Assessment of Coronary Artery Calcium Scoring for Statin Treatment Strategy according to ACC/AHA Guidelines in Asymptomatic Korean Adults.
- Author:
Donghee HAN
1
;
Bríain Ó HARTAIGH
;
Ji Hyun LEE
;
Asim RIZVI
;
Hyo Eun PARK
;
Su Yeon CHOI
;
Jidong SUNG
;
Hyuk Jae CHANG
Author Information
- Publication Type:Original Article
- Keywords: Coronary artery disease; risk assessment; calcium; hydroxymethylglutaryl-CoA reductase inhibitor
- MeSH: Aged; American Heart Association; Cardiovascular Diseases/*prevention & control; Cause of Death; Confidence Intervals; Coronary Artery Disease/*diagnosis; Female; Humans; Hydroxymethylglutaryl-CoA Reductase Inhibitors/*therapeutic use; Male; Middle Aged; Numbers Needed To Treat; Practice Guidelines as Topic; Regression Analysis; Republic of Korea; Risk Assessment; Risk Factors; United States; Vascular Calcification/*diagnosis
- From:Yonsei Medical Journal 2017;58(1):82-89
- CountryRepublic of Korea
- Language:English
- Abstract: PURPOSE: The 2013 American College of Cardiology (ACC)/American Heart Association (AHA) cholesterol management guidelines advocate the use of statin treatment for prevention of cardiovascular disease. We aimed to assess the usefulness of coronary artery calcium (CAC) for stratifying potential candidates of statin use among asymptomatic Korean individuals.
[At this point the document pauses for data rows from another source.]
PR #7160, opened 2017-09-19
fix(select): make @Output names consistent #6677

amcdnl:
Updated APIs per #6677 

- `onOpen` to `opened`
- `onClose` to `closed`
- `change` to `selectionChange`


src/lib/select/select.ts
```diff
@@ -402,13 +402,31 @@ export class MdSelect extends _MdSelectMixinBase implements AfterContentInit, On
   }
 
   /** Event emitted when the select has been opened. */
-  @Output() onOpen: EventEmitter<void> = new EventEmitter<void>();
+  @Output() opened: EventEmitter<void> = new EventEmitter<void>();
```
jelbourn: Should we make this consistent with sidenav and just have one `openedChange`?
Thoughts @kara @crisbeto?

crisbeto: That's fine by me, we just have to make sure to mark it as a breaking change.

amcdnl:
@jelbourn - let me know what you want to do regarding that.

jelbourn:
If we're making the sidenav `openChange` then we should do that here too

amcdnl:
@jelbourn - should be good to go now.

jelbourn:
Caretaker notE: should be completely backwards compatible, so if something fails there's a bug

amcdnl:
closing in favor of #8052

PR #7161, opened 2017-09-19
chore(sidenav): update output names per #6677

amcdnl:
Updates APIs per #6677 

- `open` | `onOpen` to `openChange`
- `close` | `onClose` to `closeChange`

@jelbourn - `onPositionChanged` is a member declared with `positionChanged` output name. We might consider changing that member name to match the output name in this as well.


jelbourn:
We should just eliminate `closeChange` and have `openChange` include the state.

We should remove `on` from all of the property names as well.

src/lib/sidenav/drawer.ts
```diff
@@ -145,10 +145,22 @@ export class MdDrawer implements AfterContentInit, OnDestroy {
   private _currentTogglePromise: Promise<MdDrawerToggleResult> | null;
 
   /** Event emitted when the drawer is fully opened. */
-  @Output('open') onOpen = new EventEmitter<MdDrawerToggleResult | void>();
+  @Output() openChange = new EventEmitter<MdDrawerToggleResult | void>();
```
mmalerba: I think this is really confusing now. I would expect `openChange` to fire when the drawer closes, since that is a change in the open state of the drawer. If we're going with this naming style we should get rid of the `closeChange` one and just emit booleans on the `openChange` stream whenever the drawer opens or closes.

We should also make it match the input (either both `open` or both `opened`) so that people can do 2-way binding

amcdnl:
@jelbourn - I've removed `closeChange` and updated usages to `openChange`. `openChange` already emitted a `type` which defined if it was `closed` or `opened`. This would feel more natural to me if it were a boolean, what do you guys think?

@mmalerba - The input for open is `opened`, so `openChange` wouldn't match the pattern `{input}Change` to do the 2-way binding without overriding it (which its already doing) or changing `openChange` to `openedChange`.

mmalerba:
+1 for changing emitted type to boolean.

I think the `@Input` was called `opened` in order to not conflict with the `open()` method. We could do something like this:

```ts
@Input('open') isOpen = false;
@Output() openChange = new EventEmitter<boolean>();
open() { ... }
```

or

```ts
@Input() opened = false;
@Output() openedChange = new EventEmitter<boolean>();
open() { ... }
```

I'm fine with either

jelbourn:
I generally prefer emitting event objects instead of primitives because we can always add more information to them later without it being a breaking change. So it would emit something like
`MdSidenavOpenChangeEvent`

I'd rather avoid doing `isOpen` since it would be inconsistent with the rest of the boolean properties around the library (and that inconsistency s what we're addressing in the first place).

mmalerba:
@jelbourn Agreed about `isOpen` being inconsistent. That's why in my example I renamed it to `open` using the string argument that `@Input()` can take. (I couldn't directly call it `open` because it would conflict with the `open()` method).

I also agree about emitting events in most cases, but not when there's a corresponding `@Input()`. Having both `opened` and `openedChange` gives the impression that you can do `[(opened)]="isOpen"`, but this wouldn't work right if `openedChange` emitted objects instead of booleans.

mmalerba:
@jelbourn and I talked offline and agreed on the following:
```ts
@Input() opened: boolean;

@Output() openedChange: EventEmitter<boolean>;

@Output('opened') get _openedStream(): EventEmitter<void> { return filter(this.openedChange, o => o); }

@Output('closed') get _closedStream(): EventEmitter<void> { return filter(this.openedChange, o => !o); }

open() {...}
```

amcdnl:
Given all the changes, I'm closing this and starting fresh w/ #7450

PR #7164, opened 2017-09-19
chore(snack-bar): rename MdSnackBarRef `instance` to `componentInstance`

### LINKED ISSUE #6252: SnackBarRef component instance ?

Feature request

Having a standard for the instance reference and sharing data.

To get the component instance of a SnackBarRef, the attribute is "instance".
To get the component instance of a DialogRef, the attribute is "componentInstance". Besides, in the [documentation](https://material.angular.io/components/dialog/api) we can see a method to share data directly has been implemented, it's not the case for SnackBarRef.

I think having a standard for these components "with reference" would be clearer for the user.

Latest of each.

shaunak1111:
BREAKING CHANGE: Renamed variable instance to componentInstance to be consistent with other dialogs

Closes #6252

### DIFF
--- a/src/lib/snack-bar/snack-bar-ref.ts
+++ b/src/lib/snack-bar/snack-bar-ref.ts
@@ -16,7 +16,7 @@ import {MdSnackBarContainer} from './snack-bar-container';
  */
 export class MdSnackBarRef<T> {
   /** The instance of the component making up the content of the snack bar. */
-  instance: T;
+  componentInstance: T;
 
   /**
    * The instance of the component making up the content of the snack bar.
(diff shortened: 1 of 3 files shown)


kara:
Note: internal updates required

josephperrott:
Since this didn't make it in before RC, we will need to mark `instance` as deprecated have it still available to be used as a reference for the time being.

You should be able to just have a getter so the value is available:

MATERIALS AND METHODS: A total of 31375 subjects who underwent CAC scoring as part of a general health examination were enrolled in the current study. Statin eligibility was categorized as statin recommended (SR), considered (SC), and not recommended (SN) according to ACC/AHA guidelines. Cox regression analysis was employed to estimate hazard ratios (HR) with 95% confidential intervals (CI) after stratifying the subjects according to CAC scores of 0, 1–100, and >100. Number needed to treat (NNT) to prevent one mortality event during study follow up was calculated for each group. RESULTS: Mean age was 54.4±7.5 years, and 76.3% were male. During a 5-year median follow-up (interquartile range; 3–7), there were 251 (0.8%) deaths from all-causes. A CAC >100 was independently associated with mortality across each statin group after adjusting for cardiac risk factors (e.g., SR: HR, 1.60; 95% CI, 1.07–2.38; SC: HR, 2.98; 95% CI, 1.09–8.13, and SN: HR, 3.14; 95% CI, 1.08–9.17). Notably, patients with CAC >100 displayed a lower NNT in comparison to the absence of CAC or CAC 1–100 in SC and SN groups. CONCLUSION: In Korean asymptomatic individuals, CAC scoring might prove useful for reclassifying patient eligibility for receiving statin therapy based on updated 2013 ACC/AHA guidelines.